PR #4632, opened 2021-07-29
GS-d3d11: Cleanup fxaa and external shader.

lightningterror:
### Description of Changes

Instead of relying on bools for checks rely on the pixel shader pointer, also merge the functions.
### Rationale behind Changes

Clean stuff up.
### Suggested Testing Steps

Make sure FXAA and External shader work properly  on Direct3D11


tadanokojin (approved):
LGTM

I don't have any idea about the original bug this was trying to fix. Sounds like it was specific to vs 2010.

PR #4638, opened 2021-08-01
Debugger: Add option to display VU0F registers as floats

F0bes:
### Description of Changes
Add an option to the VU0f context menu that allows you to toggle the float view
Add a title to the VU0f register list that identifies the registers w/z/y/x subsections

### Rationale behind Changes
Reading float values as hex sucks

### Suggested Testing Steps
Play around with the VU0f register section

### Screenshots
New VU0F hex view
image

New VU0F float view
image

Display as float context menu
image

Display as float context menu (when display as float is disabled)
image

Also supports 32 and 64 bit views!
32 bit
image
64 bit
image

## Notes:
Also, large floating point numbers are kind of weird.
If anyone has a solution (maybe using %g as the format specifier?) I couldn't get a good result however.

Closes #2779


F0bes:
Ok I made it not shit

PR #4642, opened 2021-08-03
PGIF: Code refactoring/cleanup.

kozarovv:
### Description of Changes

- Fixed GP1(00h), ps1drv do most job for us.
- Fixed GP1(01h)
- Fixed GP1(04h), since ps1drv do nothing here, we need to care about all possible options.
- Fixed BCR BA 0 transfers (really 0x10000, based on duckstation solution)
- Fixed BCR BA decrementing, previously BA was decremented by 1 every transfered word. This is wrong (1BA = 1BS, which can be up to 10 words for GPU).
- Fixed From GPU DMA transfers using wrong addressess. That one improve many games.
- Cleaned up getUpdPgifCtrlReg to just update fifo state before returning result. Previous implementation was really overdone. 
- Moved DREQ (DMA Request bit) handling from getUpdPgpuStatReg to handleGp1Command. Since this bit is dependent on GP1(04h) it seems to be best to take care of that as soon as GP1(04h) is read by GPU.
- Other getUpdPgpuStatReg cleanups, there is still something wrong that we care here about RSEND (Vram to IOP data ready), but for now it need to be as is (close to old behavior).
- Removed #define CMD_INTERCEPT_AT_WR #define CMD_INTERCEPT_AT_RD flags. CMD_INTERCEPT_AT_RD stays as correct behavior.
- Converted else if to case switches where possible for better readability.
- Changed cryptic names to something more readable.
- Implemented structs/unions to allow bitfields instead of anding/oring whole registers everytime.
- Enabled IRQ1 in GP0(1Fh), hardware do this regardless of data, so we should do the same.
- Fixed GP0(E3h - E4h) to mask more bits (19 vs 20) since we are emulating old GPU model (based on no$ info). 
- Removed STAT_DIR_BY_CMD_BITS, no need for it since proper handling is there.
- Removed #define PGPU_STAT_IRQ1 0x01000000, now handled on pgpu struct bits access, and always enabled. 
- Removed experimental functions not strictly related to pgif/pgpu. Many of then didn't even had chance to work on pcsx2 without implementing more stuff. Backup here: https://github.com/PCSX2/pcsx2/blob/dc4b382b2022cf2c910570444c0fac7a0846c17f/pcsx2/ps2/pgif.cpp#L961
- Adjusted logs, and errors. Added few "when error happen" default solutions. 
- Added warnings for backward memory address stepping (is unknown that is possible on gpu).
- Removed pgifReset, there is no need to reset pgif/pgpu in that way, and it was wrong anyway (pgpu after reset should be set to 0x14802000, not 0, etc.) Now ps1drv take care of that.
- Remove operating on CHCR Trigger bit. This is manual bit for syncmode 0, we shouldn't touch it on GPU DMA according to available docs. 
- Remove psxDma2GpuR CHCR busy=0 hack, we should now handle that correctly.
- Disable INTC speed hack for PS1 games, further improve few games like Castlevania SOTN. (by refraction)

### Rationale behind Changes
Improve code, improve PS1 games compatibility. 
### Suggested Testing Steps
Playing PS1 games, and comparing to latest devbuild. Most importantly, since there was no good way to do that PR in few commits. Test for any single regression, because that need to be tracked right now as code base change completely in many places.

### DIFF
--- a/pcsx2/ps2/pgif.cpp
+++ b/pcsx2/ps2/pgif.cpp
@@ -1,5 +1,5 @@
 /*  PCSX2 - PS2 Emulator for PCs
-*  Copyright (C) 2016-2016  PCSX2 Dev Team
+*  Copyright (C) 2016-2021  PCSX2 Dev Team
 *  Copyright (C) 2016 Wisi
 *
 *  PCSX2 is free software: you can redistribute it and/or modify it under the terms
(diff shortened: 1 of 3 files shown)


atomic83GitHub:
This PR brings a massive improvement across all of my games. Graphics artifacts are gone for the most part on many of them. Of course, there are plenty of issues remaining as expected but so far, it's impressive.

pcsx2/ps2/pgif.cpp
```diff
@@ -86,983 +33,733 @@ All the PS1 GPU info comes from psx-spx: http://problemkaputt.de/psx-spx.htm
...
+			// Pgpu reset, mostly handled by ps1drv (00201D64 in ps1drv). Comment for case 1 apply here too.
+			ringBufferClear(&rb_gp0);
+			break;
+		case 1: //Reset GP0 fifo, seems to check that something is empty, so maybe we should do the same before clear?
+			ringBufferClear(&rb_gp0);
+			break;
+		case 2: //Acknowledge GPU IRQ
+			ackGpuIrq1();
+			break;
+		case 4: //DMA Direction / Data Request. The PS1DRV doesn't care of this... Should we do something on pgif ctrl?
```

# # # # # # #

Exercise instructions: Return all of the lines above exactly, with none omitted.

Output for this task:
PR #4632, opened 2021-07-29
GS-d3d11: Cleanup fxaa and external shader.

lightningterror:
### Description of Changes

Instead of relying on bools for checks rely on the pixel shader pointer, also merge the functions.
### Rationale behind Changes

Clean stuff up.
### Suggested Testing Steps

Make sure FXAA and External shader work properly  on Direct3D11


tadanokojin (approved):
LGTM

I don't have any idea about the original bug this was trying to fix. Sounds like it was specific to vs 2010.

PR #4638, opened 2021-08-01
Debugger: Add option to display VU0F registers as floats

F0bes:
### Description of Changes
Add an option to the VU0f context menu that allows you to toggle the float view
Add a title to the VU0f register list that identifies the registers w/z/y/x subsections

### Rationale behind Changes
Reading float values as hex sucks

### Suggested Testing Steps
Play around with the VU0f register section

### Screenshots
New VU0F hex view
image

New VU0F float view
image

Display as float context menu
image

Display as float context menu (when display as float is disabled)
image

Also supports 32 and 64 bit views!
32 bit
image
64 bit
image

## Notes:
Also, large floating point numbers are kind of weird.
If anyone has a solution (maybe using %g as the format specifier?) I couldn't get a good result however.

Closes #2779


F0bes:
Ok I made it not shit

PR #4642, opened 2021-08-03
PGIF: Code refactoring/cleanup.

kozarovv:
### Description of Changes

- Fixed GP1(00h), ps1drv do most job for us.
- Fixed GP1(01h)
- Fixed GP1(04h), since ps1drv do nothing here, we need to care about all possible options.
- Fixed BCR BA 0 transfers (really 0x10000, based on duckstation solution)
- Fixed BCR BA decrementing, previously BA was decremented by 1 every transfered word. This is wrong (1BA = 1BS, which can be up to 10 words for GPU).
- Fixed From GPU DMA transfers using wrong addressess. That one improve many games.
- Cleaned up getUpdPgifCtrlReg to just update fifo state before returning result. Previous implementation was really overdone. 
- Moved DREQ (DMA Request bit) handling from getUpdPgpuStatReg to handleGp1Command. Since this bit is dependent on GP1(04h) it seems to be best to take care of that as soon as GP1(04h) is read by GPU.
- Other getUpdPgpuStatReg cleanups, there is still something wrong that we care here about RSEND (Vram to IOP data ready), but for now it need to be as is (close to old behavior).
- Removed #define CMD_INTERCEPT_AT_WR #define CMD_INTERCEPT_AT_RD flags. CMD_INTERCEPT_AT_RD stays as correct behavior.
- Converted else if to case switches where possible for better readability.
- Changed cryptic names to something more readable.
- Implemented structs/unions to allow bitfields instead of anding/oring whole registers everytime.
- Enabled IRQ1 in GP0(1Fh), hardware do this regardless of data, so we should do the same.
- Fixed GP0(E3h - E4h) to mask more bits (19 vs 20) since we are emulating old GPU model (based on no$ info). 
- Removed STAT_DIR_BY_CMD_BITS, no need for it since proper handling is there.
- Removed #define PGPU_STAT_IRQ1 0x01000000, now handled on pgpu struct bits access, and always enabled. 
- Removed experimental functions not strictly related to pgif/pgpu. Many of then didn't even had chance to work on pcsx2 without implementing more stuff. Backup here: https://github.com/PCSX2/pcsx2/blob/dc4b382b2022cf2c910570444c0fac7a0846c17f/pcsx2/ps2/pgif.cpp#L961
- Adjusted logs, and errors. Added few "when error happen" default solutions. 
- Added warnings for backward memory address stepping (is unknown that is possible on gpu).
- Removed pgifReset, there is no need to reset pgif/pgpu in that way, and it was wrong anyway (pgpu after reset should be set to 0x14802000, not 0, etc.) Now ps1drv take care of that.
- Remove operating on CHCR Trigger bit. This is manual bit for syncmode 0, we shouldn't touch it on GPU DMA according to available docs. 
- Remove psxDma2GpuR CHCR busy=0 hack, we should now handle that correctly.
- Disable INTC speed hack for PS1 games, further improve few games like Castlevania SOTN. (by refraction)

### Rationale behind Changes
Improve code, improve PS1 games compatibility. 
### Suggested Testing Steps
Playing PS1 games, and comparing to latest devbuild. Most importantly, since there was no good way to do that PR in few commits. Test for any single regression, because that need to be tracked right now as code base change completely in many places.

### DIFF
--- a/pcsx2/ps2/pgif.cpp
+++ b/pcsx2/ps2/pgif.cpp
@@ -1,5 +1,5 @@
 /*  PCSX2 - PS2 Emulator for PCs
-*  Copyright (C) 2016-2016  PCSX2 Dev Team
+*  Copyright (C) 2016-2021  PCSX2 Dev Team
 *  Copyright (C) 2016 Wisi
 *
 *  PCSX2 is free software: you can redistribute it and/or modify it under the terms
(diff shortened: 1 of 3 files shown)


atomic83GitHub:
This PR brings a massive improvement across all of my games. Graphics artifacts are gone for the most part on many of them. Of course, there are plenty of issues remaining as expected but so far, it's impressive.

pcsx2/ps2/pgif.cpp
```diff
@@ -86,983 +33,733 @@ All the PS1 GPU info comes from psx-spx: http://problemkaputt.de/psx-spx.htm
...
+			// Pgpu reset, mostly handled by ps1drv (00201D64 in ps1drv). Comment for case 1 apply here too.
+			ringBufferClear(&rb_gp0);
+			break;
+		case 1: //Reset GP0 fifo, seems to check that something is empty, so maybe we should do the same before clear?
+			ringBufferClear(&rb_gp0);
+			break;
+		case 2: //Acknowledge GPU IRQ
+			ackGpuIrq1();
+			break;
+		case 4: //DMA Direction / Data Request. The PS1DRV doesn't care of this... Should we do something on pgif ctrl?
```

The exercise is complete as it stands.